The women aren't treated well in this book. Our narrator has four distinct personalities, one or two of which are rapists. One "less evil" personality got a girl pregnant (her fault) so she kills herself (of course). I eye-rolled so much during this book that my contacts almost flew out of my head. Our narrator tries to redeem himself in the end but I'm like...I don't like you, I don't like anything about you, you sir, are a jerk. There are people that enjoyed this book but I couldn't get past the misogyny and weird writing style.

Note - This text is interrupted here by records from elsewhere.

PR #176, opened 2018-05-30
Replace existing HTTP execute call with a non-blocking call

shanelile:
Currently the Java implementation is using a blocking call for executing the underlying HTTP request. This updates the call to use the asynchronous version and refactors the C++ side to handle setting the call context and retrieving it when the call has completed.

### DIFF
--- a/Build/libHttpClient.141.Android.Java/app/src/main/java/com/xbox/httpClient/HttpClientRequest.java
+++ b/Build/libHttpClient.141.Android.Java/app/src/main/java/com/xbox/httpClient/HttpClientRequest.java
@@ -42,8 +42,8 @@ public class HttpClientRequest {
 
     public void doRequestAsync(final long sourceCall) {
         OkHttpClient client = new OkHttpClient.Builder()
-        		.retryOnConnectionFailure(false) // Explicitly disable retries; retry logic will be managed by native code in libHttpClient
-        		.build();
+                .retryOnConnectionFailure(false) // Explicitly disable retries; retry logic will be managed by native code in libHttpClient
+                .build();
         client.newCall(this.requestBuilder.build()).enqueue(new Callback() {
             @Override
             public void onFailure(final Call call, IOException e) {
--- a/Build/libHttpClient.141.Android.Java/app/src/main/java/com/xbox/httpClient/HttpClientRequest.java
+++ b/Build/libHttpClient.141.Android.Java/app/src/main/java/com/xbox/httpClient/HttpClientRequest.java
@@ -4,6 +4,8 @@ import android.util.Log;
 
 import java.io.IOException;
 
+import okhttp3.Call;
+import okhttp3.Callback;
 import okhttp3.MediaType;
 import okhttp3.OkHttpClient;
 import okhttp3.Request;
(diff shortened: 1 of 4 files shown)


Source/HTTP/Android/http_android.cpp
```diff
@@ -6,15 +6,40 @@
...
+    {
+        CompleteAsync(sourceRequest->GetAsyncBlock(), E_FAIL, 0);
+    }
+    else 
+    {
+        HRESULT result = sourceRequest->ProcessResponse(sourceCall, response);
+        CompleteAsync(sourceRequest->GetAsyncBlock(), result, 0);
+    }
+
+    delete sourceRequest;
```
shanelile: >delete sourceRequest; [](start = 4, length = 21)

I'd like some advice for what to do about this; on windows it looks like there's a TODO to clean up the windows-specific type that's newed up. I could take ownership as a unique_ptr here and let that clean it up when the function goes out of scope if that's preferred.

I think I need to clean this up in the failure condition below as well.

Build/libHttpClient.141.Android.Java/app/src/main/java/com/xbox/httpClient/HttpClientRequest.java
```diff
@@ -38,14 +40,23 @@ public void setHttpHeader(String name, String value) {
         this.requestBuilder = requestBuilder.addHeader(name, value);
     }
 
-    public HttpClientResponse doRequest() {
-        OkHttpClient client = new OkHttpClient.Builder().build();
+    public void doRequestAsync(final long sourceCall) {
+        OkHttpClient client = new OkHttpClient.Builder()
+        		.retryOnConnectionFailure(false) // Explicitly disable retries; retry logic will be managed by native code in libHttpClient
```
lubeltra: >		 [](start = 8, length = 2)

some stray tabs in this file

Source/HTTP/Android/http_android.cpp
lubeltra: using a unique_ptr would be good to protect against weird edge cases

---
In reply to: [191911754](https://github.com/Microsoft/libHttpClient/pull/176#discussion_r191911754) [](ancestors = 191911754)

Source/HTTP/Android/http_android.cpp
```diff
@@ -6,15 +6,40 @@
...
 void Internal_HCHttpCallPerformAsync(
     _In_ AsyncBlock* asyncBlock,
     _In_ hc_call_handle_t call
     )
 {
     auto httpSingleton = xbox::httpclient::get_http_singleton(true);
     AndroidPlatformContext* platformContext = reinterpret_cast<AndroidPlatformContext*>(httpSingleton->m_platformContext.get());
-    HttpRequest httpRequest(platformContext->GetJavaVm(), platformContext->GetHttpRequestClass(), platformContext->GetHttpResponseClass());
-    HRESULT result = httpRequest.Initialize();
+    HttpRequest* httpRequest = new HttpRequest(asyncBlock, platformContext->GetJavaVm(), platformContext->GetHttpRequestClass(), platformContext->GetHttpResponseClass());
```
lubeltra: >HttpRequest* httpRequest = new HttpRequest( [](start = 4, length = 43)

use a unique_ptr here

Source/HTTP/Android/http_android.cpp
```diff
@@ -51,29 +76,16 @@ void Internal_HCHttpCallPerformAsync(
...
     }
 
-    httpRequest.SetMethodAndBody(requestMethod, contentType, requestBody, requestBodySize);
+    httpRequest->SetMethodAndBody(requestMethod, contentType, requestBody, requestBodySize);
 
-    result = httpRequest.ExecuteRequest();
+    HCHttpCallSetContext(call, httpRequest);
+    result = httpRequest->ExecuteAsync(call);
 
     if (!SUCCEEDED(result))
```
lubeltra: >if (!SUCCEEDED(result))  [](start = 4, length = 24)

in the SUCCEEDED branch here release the unique_ptr

PR #185, opened 2018-06-06
Updating name of duplicate async queue handle

jasonsandlin:


Source/Task/AsyncLib.cpp
```diff
@@ -287,7 +287,7 @@ static HRESULT AllocStateNoCompletion(_Inout_ AsyncBlock* asyncBlock, _Inout_ As
 
     if (state->providerData.queue != nullptr)
     {
-        ReferenceAsyncQueue(state->providerData.queue);
+        DuplicateAsyncQueueHandle(state->providerData.queue);
```
brianpepin: For correctness you probably want state->providerData.queue = DuplicateAsyncQueueHandle(...) (even though it returns the input param)

Source/Task/AsyncQueue.cpp
```diff
@@ -590,7 +590,7 @@ STDAPI CreateSharedAsyncQueue(
 
     if (q != nullptr)
     {
-        ReferenceAsyncQueue(q);
+        DuplicateAsyncQueueHandle(q);
```
brianpepin: Same here:  q = DuplicateAsyncQueueHandle(q);

Issue #202, opened 2019-06-04
MCBAGB problem


michaelzevin:
While diving into #195, I found some really wonky stuff is going on with the calculation of the AGB core mass in hrdiag.f. This is causing PISN to _never_ happen, since the core masses that are calculated are tiny. It also seems like for some systems, the mcbagb variable is getting set to the metallicity. 

I ran some pops of BBHs at a couple different metallicities with the PISN flag turned on/off. The initial conditions for these are saved at `/projects/b1095/michaelzevin/cosmic/examples/pisn_systems_init.hdf5` `/projects/b1095/michaelzevin/cosmic/examples/nopisn_systems_init.hdf5`
There's a script that runs the highest mass systems of these initial conditions on Quest here:
`/projects/b1095/michaelzevin/cosmic/examples/pisn_systems.py`, which has a line in it that allows you to chance the metallicity. 

Let's figure this out, since the upper mass gap and PISN are *hot* right now!

michaelzevin:
@katiebreivik @scottcoughlin2014 I cross-checked our hrdiag.f with Carl's from CMC and I can't see anything immediately that jumps out as wrong

michaelzevin:
[hrdiag.txt](https://github.com/COSMIC-PopSynth/COSMIC/files/3287515/hrdiag.txt)

scottcoughlin2014:
With @michaelzevin new branch a `pisn` set to 45. I get this (when sampling initial mass1 between 100 and 200)
 seems good? I will now do it with `pisn` set to 0.
```
(Pdb) bcm.SN_1.value_counts()
0.0    25840
8.0    23760
4.0     1789
9.0      291
Name: SN_1, dtype: int64
```

michaelzevin:
Great! That seems reasonable. @scottcoughlin2014 it would be great to see a plot of the ZAMS mass / remnant mass relation for this run, if that's not too much to ask.

michaelzevin:
Taken care of with #208

Issue #164, opened 2019-04-08
Recording PISN with SN_1, SN_2 (formation1, formation2)


michaelzevin:
So this will actually be a bit trickier than we thought. The problem is that the pisn prescription only gets called in hrdiag, so we will need to change that function to input/output formation1 and formation2, which at this point it doesn't do. 

Do you think this is worth it @katiebreivik @scottcoughlin2014?

michaelzevin:
We decided this would be a good thing to do for a summer student that is also going to implement new PPISN prescriptions, so we'll put it on the back burner for now.

michaelzevin:
Taken care of with #208

PR #208, opened 2019-06-17
PISN bug

michaelzevin:
This PR is regarding #202 #164. First of all, a bug was fixed for naked He stars, where it was still using the mcbagb variable to check whether the system underwent a PISN. Second, we now use SN_1/2=8 and SN_1/2=9 (formation1 and formation2 in the fortran code) to indicate when systems went through PPISN and PISN, respectively. We've also changed the PISN flag to set the maximum core mass (lower-end of the PISN gap) with positive numbers, use the Spera&Mapelli formalism when pisn=-1 (note has typos as of now because Mario miswrote a couple things, the summer student will be fixing it with my/Mario's guidance), and be turned off when pisn=0.


scottcoughlin2014:
This PR fails the unit tests because it fixes a bug which effected the old unit tests. That is the old unit tests involve systems that passed through the faulty line of cold and therefore are nominal badly evolved systems.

If you like it, ok, enjoy your Kanye universe because I'm opting out.

I don't think you are reading this book but you are going to have some kind of fabulous drink. Bloomsbury Fizz: 1&1/4 ounces Gin, 1/3 ounce lemon juice, 1/3 ounce simple syrup, 1/4 ounce raspberry puree, one egg white, mix all the ingredients in a shaker with ice, strain into a highball glass with ice. Top with club soda and garnish with a fresh raspberry or two. You can omit the egg white if you are afraid of it (my mom was a total freak about salmonella when I was a kid and I was deprived of raw cookie dough--note to self--bring this up in therapy next month) but it won't have the proper fizz froth.  If you make two drinks one egg white is plenty for both drinks.